Ils finirent par arriver à un arbre qui n'avait rien de particulier, et le Docteur le frappa du plat de la main, en disant :

- Gagné ! T'es une fille !

- C'est pas juste, protesta le petit garçon, entre deux goulées d'air ; je savais pas où on allait.
Mais son ami ne lui prêtait déjà plus attention : il fouillait à présent dans une cavité de l'arbre.

- C'est toi la fille, d'abord, marmonna le petit pour la forme, avant de s'adosser à l'arbre pour reprendre son souffle.

- Regarde, dit le garçon plus âgé après un instant.

- Huh ? Fit son camarade en tournant la tête.

Le petit ne voyait dans la paume qu'on lui tendait qu'une poignée de feuilles mortes qui perdaient leur éclat argenté sous forme de paillettes qui s'envolaient avec la brise. Puis une feuille bougea, et il étouffa un cri.

- Je l'ai pris à la fin du cours la semaine dernière, se vanta le garçon plus âgé.

- Mais, mais... bafouilla le petit. C'est au professeur d'Histoire Relative !

- Et alors ? Je lui rendrai. Un jour ou l'autre. Aucune importance si le temps est aussi relatif qu'on nous le dit.

L'émerveillement prenait peu à peu la place du doute dans l'esprit du jeune garçon. Son ami était formidable, vraiment. Il avait réussi à subtiliser le sonique du professeur à son nez et à sa barbe.

- Essaie-le ! Réclama le petit.

Avec un sourire de triomphe, le Docteur brandit le sonique et, ne sachant trop où le pointer, cacha un instant d'hésitation en utilisant le sonique sur l'arbre.

Il y eut un bruit de vrille, et rien ne se passa.

- Ben ? Il est cassé ? Demanda le petit.

Le Docteur eut l'air mal à l'aise. Voler le sonique d'un prof était une chose, le lui rendre cassé en était une autre. Il ne pensait pas encore avoir un niveau de savoir technique suffisant pour réparer un sonique. Voyant que son camarade percevait son malaise, il pointa le sonique en direction d'une fleur en bouton, et appuya de nouveau au hasard sur les touches.
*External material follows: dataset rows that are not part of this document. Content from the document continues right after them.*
PR #398, opened 2016-04-26
Set the running status.

rgbkrk:
Now with more `[*]`. I left this in a setup that made it simpler for us to implement an alternative animation (e.g. spinning brackets).

As I did this one I realized that we've got even more non-notebook format at-runtime cell data (not to be confused with cell metadata):
- running status
- cell pagers
- subscriptions (outputs, etc. that are streaming in from the kernel) - for closing when new code is run

After this we should probably coalesce it into one structure, possibly named cellRuntimeData (I'm unsure of names here).


rgbkrk:
What an angry looking chart.

jdfreder:
> What an angry looking chart.

I know, right!?  I haven't seen the chart until now.  New feature of codecov?

rgbkrk:
Must be. They let you set what you enable and disable, I think I'll turn whatever that is off.

PR #1826, opened 2017-08-10
Optional for vega

rgbkrk:
This makes optional dependencies in vega get ignored (no more building of `canvas`, since we don't need it).

Way faster builds now!


lgeiger (approved):
Awesome!

PR #1827, opened 2017-08-10
chore: update flow types for codemirror and lodash

rgbkrk:
This brings in some codemirror definitons from @dperetti in https://github.com/flowtype/flow-typed/issues/357. Went ahead and addressed an issue with the lodash definition (that I've fixed in flow-typed) that causes prettier to fail (use of the `default` keyword as a parameter).


flow-typed/npm/codemirror_v5.x.x.js
```diff
@@ -0,0 +1,197 @@
...
+    ) => void
+  };
+
+  declare class CodeMirror {
+    static fromTextArea(
+      textArea: HTMLElement,
+      config?: CodeMirrorOptions
+    ): CodeMirror,
+
+    static defineMode(mimetype: string, modefactory: any): void,
```
rgbkrk, line 101: These are the extra definitions I snuck in on top of what was in https://gist.github.com/dperetti/d44379562fb656a5cf39f57ab6cc28f4 (as of https://gist.github.com/dperetti/d44379562fb656a5cf39f57ab6cc28f4/085e30aed7ed055cf2ae5d00f75342a44c64aa05)

PR #1837, opened 2017-08-15
Monoslurp enchannel

rgbkrk:
Bringing in `enchannel` as a package within the monorepo. It should probably get folded into `@nteract/messaging` next.


rgbkrk:
Coverage goes down a little bit here, though it's code we're already using (since it came from a separate repo / package). Ready to ship though!

PR #1838, opened 2017-08-15
transform-dataresource: Fix infer call signature

gnestor:
Demo using it in commuter with https://github.com/nteract/commuter/pull/211


rgbkrk:
Thank you so much!

rgbkrk:
Woo, thank you again!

La fleur s'ouvrit immédiatement.

- Ça marche ! s'écrièrent-ils avec soulagement.

Ils furent interrompus par le bruit que fit la fleur en prenant feu subitement, et le Docteur laissa échapper un rire nerveux.
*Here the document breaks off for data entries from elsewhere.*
PR #1840, opened 2017-08-16
fix: handle surrogate pairs

### LINKED ISSUE #1706: handle surrogate pairs in character offsets
CodeMirror indices must be converted from UTF-16 units to actual character offsets:

> I think it makes the most sense for the protocol spec to be 'characters', so if CodeMirror indices are returning UTF-16 units, it ought to be the responsibility of the Jupyter javascript to deal with surrogate pairs and turn that into actual character offsets. - @minrk

See:

* https://github.com/jupyter/notebook/pull/2509
* https://github.com/jupyter/jupyter_client/issues/259

rgbkrk:
Fixes #1706

* [x] completion
* [x] introspection

/cc @minrk @Carreau how's this look for a start?

Finally got to this @stevengj, hoping to get it done to make a release in the next few days.

### DIFF
--- a/packages/editor/src/complete.js
+++ b/packages/editor/src/complete.js
@@ -83,6 +83,7 @@ export const expand_completions = editor => results => {
     // handle surrogate pairs
     // HACK: This seems susceptible to timing issues, we could verify changes in
     //       what's in the editor, as we'll be able to correlate across events
+    //       Suggestions and background in https://github.com/nteract/nteract/pull/1840#discussion_r133380430
     const text = editor.getValue();
     end = char_idx_to_js_idx(end, text);
     start = char_idx_to_js_idx(start, text);
--- a/packages/editor/src/complete.js
+++ b/packages/editor/src/complete.js
@@ -6,6 +6,8 @@ import "rxjs/add/operator/timeout";
 
 import { createMessage } from "@nteract/messaging";
 
+import { js_idx_to_char_idx, char_idx_to_js_idx } from "./surrogate";
+
 // Hint picker
 export const pick = (cm, handle) => handle.pick();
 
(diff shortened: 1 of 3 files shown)


packages/editor/src/complete.js
```diff
@@ -63,14 +65,37 @@ export const expand_completions = editor => results => {
...
+    // and negative start relative to that
+    end = editor.indexFromPos(editor.getCursor());
+    if (start === null) {
+      start = end;
+    } else if (start < 0) {
+      start = end + start;
+    }
+  } else {
+    // handle surrogate pairs
+    // HACK: This seems susceptible to timing issues, we could verify changes in
```
minrk, line 84: Re: timing issue, you could cache the value keyed by the request msg_id and use that for transforming the value back. It might also be worthwhile to just dismiss completions if input changed since completion was requested, even excluding the potential (unlikely) surrogate measurement issue.

I'm not sure how often `import m<tab>atpl<completion arrives with matplotlib>` happens or how well you handle it.

minrk (approved):

packages/editor/src/complete.js
rgbkrk: Typically with network latency (remote deployments, crappy wifi) and with slow kernels (Toree, other JVM based kernels) this comes up. What makes matters a little bit worse with nteract is that we do typeahead instead of tab complete. CodeMirror seems smart enough to ignore it if the cursor is not where the suggestion is though, with my limited testing.

rgbkrk:
I recommitted as you by the way @minrk, since I yoinked this code out of jupyter/notebook while I was offline.

Carreau (approved):
The potential timing issue also exist in classic notebook.

rgbkrk:
Thank you both!

Issue #1849, opened 2017-08-17
Optimizing the desktop app size


rgbkrk:
As an experiment, I told electron-builder to not bundle in `node_modules` to save size (put an entry in `build.files` that is `!**/node_modules`). Immediately after building I ran into the following issue:

* the main script needs to be webpack bundled _and_ use the vendored RxJS that the frontend also uses
* some modules may need to be `require`able, based on our webpack config -- native modules and their dependencies

lgeiger:
We want to have the following modules requireable:

```bash
> npm-remote-ls --development false jmp
└─ jmp@0.7.5
   ├─ uuid@3.1.0
   └─ zeromq@4.5.0
      └─ nan@2.6.2

> npm-remote-ls --development false github
└─ github@9.2.0
   ├─ netrc@0.1.4
   ├─ follow-redirects@0.0.7
   │  ├─ stream-consume@0.1.0
   │  └─ debug@2.6.8
   │     └─ ms@2.0.0
   ├─ https-proxy-agent@1.0.0
   │  ├─ agent-base@2.1.1
   │  │  ├─ extend@3.0.1
   │  │  └─ semver@5.0.3
   │  ├─ extend@3.0.1
   │  └─ debug@2.6.8
   └─ mime@1.3.6
```

Unfortunately `electron-builder` doesn't accept my settings 😢

rgbkrk:
I can work on the files handler and the webpack setup for that. I can't recall why we made github separated at the top of the webpack commonjs ignores.

lgeiger:
One thing we might want to check out is: https://github.com/electron-userland/electron-webpack

rgbkrk:
On commit d7c0fc23e9a8948d34f40cf19d8c31d3d5c99a3d: 

* DMG size: 55M
* Unpacked Mac App: 140M

v0.2.0:

* DMG size: 75M
* Unpacked Mac App: 198M

lgeiger:
I'll look into tree-shaking and minification after #1934

PR #1852, opened 2017-08-18
Webpack main script

lgeiger:
and remove the package build since we use the `nteractDesktop` field with webpack.

This adresses part of #1849


src/main/index.js
```diff
@@ -34,8 +34,9 @@ const kernelspecs = require("kernelspecs");
 const jupyterPaths = require("jupyter-paths");
 const path = require("path");
 
-const argv = require("yargs")
-  .version()
+const yargs = require("yargs/yargs");
+const argv = yargs()
+  .version(() => require("./../../package.json").version)
```
rgbkrk, line 39: I hope webpack bundles this as a constant so it's not a pain point on the built app.

Actually... wait a second... I think this is available via an Electron API. 🤔

src/main/index.js
```diff
@@ -118,7 +119,7 @@ export function createSplashSubscriber() {
         show: false
       });
 
-      const index = join(__dirname, "..", "..", "static", "splash.html");
+      const index = join(__dirname, "..", "static", "splash.html");
```
rgbkrk, line 122: Why did this change? Oh! Because the built file is now at `lib/webpack-main`... right. 🤔  I wonder if there's a way to reach these assets in an idiomatic way in electron.

src/main/kernel-specs.js
```diff
@@ -7,7 +7,14 @@ const KERNEL_SPECS = {
     spec: {
       argv: [
         process.execPath,
-        join(require.resolve("ijavascript"), "..", "lib", "kernel.js"),
+        join(
+          __dirname,
+          "..",
+          "node_modules",
+          "ijavascript",
```
rgbkrk, line 14: This reminds me that we need to make sure to include this specific module in our `files` array for electron builder.

webpack.config.js
```diff
@@ -62,4 +84,6 @@ module.exports = {
       exclude: ["vendor.js"]
     })
   ]
-};
+});
+
+module.exports = [mainConfig, rendererConfig];
```
rgbkrk, line 89: I had no idea you could do this with webpack!

I wonder if they could/should share the vendor bundle (mostly to deduplicate RxJS).

rgbkrk:
Are these Travis failures unrelated? This is weird, looks like lerna didn't bootstrap right.

src/main/index.js
lgeiger: I just checked, this also works with the bundled app.

src/main/index.js
lgeiger: I'm pretty sure there's a better way to do this with webpack but I don't know one from the top of my mind :D

webpack.config.js
lgeiger: We could do this with [webpack entry points](https://webpack.js.org/configuration/entry-context/) but I don't know if we can define different targets/configs then. If they would share the same config I don't think we would gain a lot.

lgeiger:
> Are these Travis failures unrelated? This is weird, looks like lerna didn't bootstrap right.

Looks like we still need to build the packages for the tests to run since our testing setup doesn't recognize the `nteractDesktop` main field.

It would be great if the tests would also use the `nteractDesktop` main field since we could remove one build step to speed things up.

package.json
```diff
@@ -17,7 +17,7 @@
   "scripts": {
     "postinstall": "electron-builder install-app-deps",
     "reinstall": "npm run clean && rimraf node_modules && npm install",
-    "prestart": "npm run build",
+    "prestart": "npm run build:webpack",
```
rgbkrk, line 20: 👍

package.json
```diff
@@ -27,7 +27,7 @@
     "prebuild": "rimraf lib",
     "lerna": "lerna bootstrap --hoist",
     "install": "npm run lerna && npm run build",
-    "build": "npm run build:webpack",
+    "build": "npm run build:packages && npm run build:webpack",
```
rgbkrk: 👍

webpack.config.js
rgbkrk: Yeah not a big deal, we can come back to optimizing that part.

src/main/index.js
rgbkrk: Ok, great. That addresses a comment I was going to make on another one too (the splash).

rgbkrk:
Awesome!!!

src/main/kernel-specs.js
lgeiger: I think I should revert this change and add `ijavascript` to the externals in the webpack config

PR #1854, opened 2017-08-19
Move deps bundled by webpack to dev-deps

lgeiger:
This removes unnecessary node modules from our bundled app.

nteract.app size:
- 0.2.0: 207.3 MB
- PR: 159.5 MB

nteract.dmg size:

- Je l'ai fait exprès, bien sûr, dit-il tandis que les cendres de la fleur tombaient au sol.

- Bien sûr, répondit son camarade d'une voix blanche, en écho.

En fait, le petit garçon se moquait bien de savoir s'il l'avait fait exprès ou non. Le pouvoir que conférait le sonique sur les choses était inimaginable.

Alors qu'il arrivait à la conclusion que ce pouvoir serait bien mieux utilisé entre ses mains, son aîné rangea prestement le sonique dans le tronc d'arbre, bien caché sous les feuilles.

- Notre secret, d'accord ? Fit-il.

- Oui, promit le plus jeune.

- Et maintenant, on rentre ! Prêt à ne pas te faire attraper par les surveillants ?!